I was browsing through WordPress’s Reader when I stumbled upon a post that made me think.
In that post, the writer said he/she had been writing for 30 years, but had yet to take the leap and show her work to anyone. Near the end of the post the writer wondered how do writers manage to put our work out in the open, where the rest of the world can see it.
Speaking for myself here, it wasn’t too long ago when I had the same question in my head. The same question and of course the same fear. How would I ever show my work to complete strangers? Even worse, how would I ever show my work to those I knew personally? What if they didn’t like it? What if they laughed at me? Even if they didn’t laugh, how would I ever face them again, knowing that they didn’t like my work or that they merely said they liked it in order not to hurt my feelings?
So what’s the driving force that helps a writer to overcome similar fears? I think the answer to this comes down to a lot of factors.
First, and always speaking for myself, one has to take into account the role of vanity. Vanity for doing something not many others do. Vanity for potentially succeeding into something not many people do. Vanity, because if we do succeed, then our names will be known and fans will flock to us. Yeah, I know that’s almost never the case for writers, but before reality strikes, while we’re still wet behind the ears, such thoughts are too familiar. C’mon, admit it, fellow writers. I don’t know if the word indulge is the right one, but we do like the idea. We like the idea of talking to someone and telling them that we’re writers, so we can hear, “really?! A writer?! Wow!” It’s like writers are a bunch of mythical creatures that populate local folk tales and all of the sudden, boom! One stands right before people’s eyes. Everyone knows writers exist… somewhere, but people don’t often encounter them. I think we like that feeling. It plays well with vanity, don’t you think? So that’s one way to do things.

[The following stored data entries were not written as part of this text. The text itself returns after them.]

Issue #2336, opened 2021-08-20
Fix the dtypes of observation spaces in Classic Control envs


RedTachyon:
**Problem**: On the example of `MountainCarContinuous-v0` because that's where I noticed the problem. The `env.observation_space` claims that observations are of type `float32`, but the actual observations are `float64`, which is a pain to deal with sometimes, but primarily it is simply internally inconsistent. Note that this issue is also present in other environments from this family.

**Replication**: 
```python
import gym
env = gym.make("MountainCarContinuous-v0")

print(f"Observation space: {env.observation_space.dtype}")  # Out: Observation space: float32
print(f"Real observation dtype: {env.reset().dtype}") # Out: Real observation dtype: float64
```

**Solution (proposed)**: I think the best way is to fix it is to actually use `float32` as that's the standard in DL libraries. The easiest way would be adding a `.astype(np.float32)` cast in `.reset()` and `.step()` methods of each environment. It might be possible to only explicitly add it to `.reset()` and then make sure no new float64's appear during a step, but that would require more changes in the code.

I can whip up a pull request with this fix.

jkterry1:
Please create a PR :). Yes, just make it fp32.

Issue #2298, opened 2021-08-05
Why contains function of gym.spaces.Box does not check dtype of the input?


ozgraslan:

jkterry1:
box can take any input dtype...?

tristandeleu:
This is what @ozgraslan probably means:
```python
import numpy as np
from gym import spaces

space = spaces.Box(low=0., high=1., shape=(2,), dtype=np.float32)
sample = np.array([0., 0.5], dtype=np.float64)

assert space.contains(sample)
assert sample in space  # Alternatively
```

I agree `contains` should check for the dtype as well. If I were to guess, this was probably not included to allow lists to be valid elements of the space: since lists are [implicitly converted to `np.ndarray`](https://github.com/openai/gym/blob/ddd650a3fe700dc0c9ebfd1b78027265fb909eac/gym/spaces/box.py#L141-L142), they would automatically be converted to a `np.float64` dtype if it is a list of floats, and the comparison would fail for the default `dtype=np.float32` of `Box`. If dtype is checked for `Box`, it should probably be also checked for `MultiDiscrete` and `MultiBinary`.

ozgraslan:
Exactly! Thank you for the explanation @tristandeleu.

RedTachyon:
Is it enough to simply make a condition in each `contains` of the datatypes being equal? Could be a simple fix. I don't think we'd ever want a different type to be "implicitly" accepted? 

Possibly also worth considering the distinction between `float`, `np.float`, `torch.float64` etc. Should a `np.float32` space accept a python float? Should a `np.float64` do it?

tristandeleu:
> Take this example:
> 
> ```
> space = spaces.Box(low=0., high=10., dtype=np.float32)
> assert space.contains(np.asarray(np.pi, dtype=np.float64)
> ```
> 
> Why is pi no longer in the interval [0, 10], just because I add more digits of precision to it?

Maybe this example would be more convincing for why we need to check for dtype as well:
```python
space = Box(low=0, high=255, shape=(3,), dtype=np.uint8)
assert [8.13, 21.34, 55.89] in space
assert np.array([8.13, 21.34, 55.89], dtype=np.float64) in space
```
[...]

PR #2340, opened 2021-08-21
Fix dtypes to be consistent with observation_space

RedTachyon:
As per Issue #2336, these environments now return float32 observations.

Environments affected: all Classic Control envs, and BipedalWalker (it got caught by tests)

I added tests to check for agreement between the `observation_space.dtype` and `obs.dtype` after a reset and a step, but only for Box spaces. My reasoning is that it covers probably 90% of observation spaces, and checking for (possibly nested?) Tuple/Dict spaces would be a whole bunch of extra logic within tests. This, however, would be automatically checked by `contains` if #2298 is resolved, but that'd be another PR.

Initially I also changed the dtype for Car Racing, but there `observation_space` indicates `uint8`, so while I'm willing to bet that everyone just casts it to a float anyways, it's consistent

### DIFF
--- a/gym/envs/box2d/bipedal_walker.py
+++ b/gym/envs/box2d/bipedal_walker.py
@@ -487,7 +487,7 @@ class BipedalWalker(gym.Env, EzPickle):
             done = True
         if pos[0] > (TERRAIN_LENGTH - TERRAIN_GRASS) * TERRAIN_STEP:
             done = True
-        return np.array(state), reward, done, {}
+        return np.array(state, dtype=np.float32), reward, done, {}
 
     def render(self, mode="human"):
         from gym.envs.classic_control import rendering
--- a/gym/envs/box2d/car_racing.py
+++ b/gym/envs/box2d/car_racing.py
@@ -392,7 +392,7 @@ class CarRacing(gym.Env, EzPickle):
                 done = True
                 step_reward = -100
 
-        return self.state.astype(np.float32), step_reward, done, {}
+        return self.state, step_reward, done, {}
 
     def render(self, mode="human"):
         assert mode in ["human", "state_pixels", "rgb_array"]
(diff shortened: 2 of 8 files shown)


jkterry1:
My vote is to break car racing here for consistency purposes and make it FP32. As I understand there's no compelling reason for the environment to be uint8 the way there is for graphical environments.

tristandeleu:
The observations of `CarRacing-v0` are images, so it makes more sense to keep the dtype of the observation space as a `np.uint8`.

RedTachyon:
While they are images, I find it hard to come up with a practical situation where its useful to have the observation represented as uint8. So I rather agree with @jkterry1, but without a very strong opinion

tristandeleu:
This kind of post-processing should be handled by the user, not the environment. Leaving the raw images allows users to have full control over the post-processing (e.g. data augmentations). At least this should never be a `np.float32` array of values between `0.0` and `255.0` (usually when images are casted to `np.float32`, they are rescaled between `0.0` and `1.0`). If you really want to get rescaled values, you can add a wrapper to the environment.

```python
class FloatObservation(gym.ObservationWrapper):
    def __init__(self, env):
        super().__init__(env)
        self.observation_space = Box(low=0., high=1.,
            shape=env.observation_space.shape, dtype=np.float32)

        return observation.astype(np.float32) / 255.

env = gym.make('CarRacing-v0')
env = FloatObservation(env)

observation = env.reset()
assert np.all(0. <= observation)
assert np.all(observation <= 1.)
assert observation.dtype == np.float32
```

jkterry1:
I agree with tristain on keeping uint8 if the observations are images.

RedTachyon:
Quick note, I actually reintroduced the float32 thing with the last commit with the intention that it'd be reverted before merging if uint8 is decided, but that doesn't seem to be the case at the moment, sorry about that

PR #2354, opened 2021-08-23
Fix a RecordVideo bug

vwxyzjn:
Currently, the `RecordVideo`'s `record_video_trigger` won't work in the episodic case. In effect, it will record videos at every episode and your video folder would look like this:
image

This is because `self.start_video_recorder()` is called at every reset. This PR fixes this issue. By running either of the code below, you would get

image

```python
import gym
env = gym.make("CartPole-v1")
env = gym.wrappers.RecordVideo(env, "videos", record_video_trigger=lambda x: x % 100 == 0)
observation = env.reset()
for _ in range(1000):
  env.render()
  action = env.action_space.sample() # your agent here (this takes random actions)

  if done:
    observation = env.reset()
env.close()
```

```python
import gym
from gym.vector import SyncVectorEnv as SyncVectorEnvBase
class SyncVectorEnv(SyncVectorEnvBase):
    def render(self, mode='human', close=False):
        return self.envs[0].render(mode)
envs = SyncVectorEnv([lambda: gym.make("CartPole-v1")])
envs = gym.wrappers.RecordVideo(envs, "videos", record_video_trigger=lambda x: x % 100 == 0)
envs.reset()
for i in range(1000):
    for info in infos:
        if "episode" in info.keys():
            break
```

### DIFF
--- a/gym/wrappers/record_video.py
+++ b/gym/wrappers/record_video.py
@@ -32,7 +32,8 @@ class RecordVideo(gym.Wrapper):
 
     def reset(self, **kwargs):
         observations = super(RecordVideo, self).reset(**kwargs)
-        self.start_video_recorder()
+        if self._video_enabled():
+            self.start_video_recorder()
         return observations
 
     def start_video_recorder(self):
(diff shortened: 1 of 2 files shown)


jkterry1:
Can you add tests surrounding problems like this for the future?

vwxyzjn:
Tests added :)

PR #2365, opened 2021-08-27
Fix `seed` method for `spaces.Tuple` and `spaces.Dict`

### LINKED ISSUE #1864: Seed and sample behaviour in Tuple space
If I create a Tuple space containing Discrete spaces, fix the seed, and then generate a sample, all elements of the sampled tuple are the same.  For example, (0, 0) or (4, 4).  Conversely, if I create a MultiDiscrete space, fix the seed, and then generate a sample, elements of the sampled tuple are not necessarily the same.  For example, (0, 4) or (1, 3).

This is especially problematic when a Tuple space contains Tuple spaces (i.e. where MultiDiscrete is not an adequate replacement):

```python
from gym.spaces import Tuple, MultiDiscrete, Discrete

my_seed = 0

# Test 1

print("Test 1:")

a1 = Tuple([Tuple([Discrete(5) for _ in range(2)]) for _ in range(2)])
b1 = Tuple([MultiDiscrete([5 for _ in range(2)]) for _ in range(2)])

a1.seed(my_seed)
b1.seed(my_seed)

for _ in range(5):
    print(a1.sample(), b1.sample())

# Test 2

print("Test 2:")

a2 = Tuple([Tuple([Discrete(5) for _ in range(2)]) for _ in range(2)])
b2 = Tuple([MultiDiscrete([5 for _ in range(2)]) for _ in range(2)])

for a2_space, b2_space in zip(a2, b2):
    my_seed += 1
    a2_space.seed(my_seed)
    b2_space.seed(my_seed)

for _ in range(5):
    print(a2.sample(), b2.sample())
```
```
Test 1:
((0, 0), (0, 0)) (array([0, 4]), array([0, 4]))
((3, 3), (3, 3)) (array([3, 1]), array([3, 1]))
((4, 4), (4, 4)) (array([0, 3]), array([0, 3]))
((3, 3), (3, 3)) (array([1, 3]), array([1, 3]))
((3, 3), (3, 3)) (array([0, 2]), array([0, 2]))
Test 2:
((0, 0), (4, 4)) (array([4, 2]), array([4, 3]))
((4, 4), (0, 0)) (array([0, 0]), array([3, 3]))
((3, 3), (0, 0)) (array([3, 0]), array([4, 2]))
((2, 2), (4, 4)) (array([0, 2]), array([1, 2]))
((4, 4), (1, 1)) (array([3, 2]), array([2, 2]))
```

Is this expected/desirable behaviour for Tuple or am I using it incorrectly?  I would have expected Tuple to behave for arbitrary tuples as MultiDiscrete behaves for a single tuple.

### LINKED ISSUE #2041: Dict space seeding makes child spaces correlated
```
    def seed(self, seed=None):
        [space.seed(seed) for space in self.spaces.values()]
```
[This line](https://github.com/openai/gym/blob/master/gym/spaces/dict.py#L48) means that all child spaces get the exact same seed. As a consequence, when sampling from the dict space later, the results of those child spaces may seem correlated.

Example:
```
>>> from gym.spaces import Dict, Discrete
>>> d = Dict(a=Discrete(10), b=Discrete(10))
>>> # Initially, the space is seeded with None, which makes the child spaces random.
>>> d.sample()
OrderedDict([('a', 0), ('b', 2)])
>>> d.sample()
OrderedDict([('a', 9), ('b', 1)])
>>> d.seed(42)
>>> # Now, sampling will make the child spaces all produce the same values.
>>> d.sample()
OrderedDict([('a', 9), ('b', 9)])
>>> d.sample()
OrderedDict([('a', 7), ('b', 7)])
>>> d.sample()
OrderedDict([('a', 7), ('b', 7)])
>>> d.sample()
OrderedDict([('a', 2), ('b', 2)])
```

Then there’s this mindset: what’s the worst thing that can happen if I get rejected? I think this is a healthy way of seeing things, because once we understand this, once we accept this as reality, then we know that the worst thing to happen will be to receive a form rejection letter. I think the world will keep on existing, the Earth will keep on spinning, and people’s everyday lives will carry on regardless of the rejection. Rejection letters carry a weight, but they’re not that powerful to mess with someone’s life. So, basically, we just take the plunge. It’s a leap of faith. And we have faith to ourselves. It may sound that there’s something missing, some secret I haven’t told you, but the truth is we just do it. That’s another way.
Then there are those who firmly believe that only good things can come from rejections: we can improve (very important) and we can develop a tougher skin for such things (equally important). All one has to do, is send their work for the first time. You’ll probably say, “easier said than done.” You’re right. But if you take for granted that when you first start out you’ll get rejected, if get into that mindset (I know it comes natural to me since I’m a pessimist), then sending a query to a magazine or an agent or a publisher simply becomes a formality like any other we go through in our daily lives. Have you never had to ask for something in your workplace only to get rejected? When you hear or read the word NO, don’t you carry on with your task at hand, your daily lives? Does it diminish you, as a person, in any way? Most likely not. How’s querying for a story any different? If you had asked your supervisor/co-worker in a different way, if you had pushed your proposal differently, would that have helped? If yes, wouldn’t you try again? And again? Isn’t that the same thing for a writer? That’s a third way of
Keep in mind that it only takes one person to say yes to your work. Just one. One person to believe in you. It might as well be you. You’re a good start 😉
Lastly, the way I see it, for writers, only three things are certain in life: death, taxes, and rejection. Once we accept that, how much can a little rejection affect us? How much should it affect us? At the end of the day, if you want to avoid getting rejected, improve your craft. Make it stellar! The means are within your grasp, folks! There’s not much we can do about death and taxes, but we can certainly battle our fear for rejection. In fact, it may very well be the only one of the three that is not able to control us. Fear of rejection is not as strong as we often make it to be.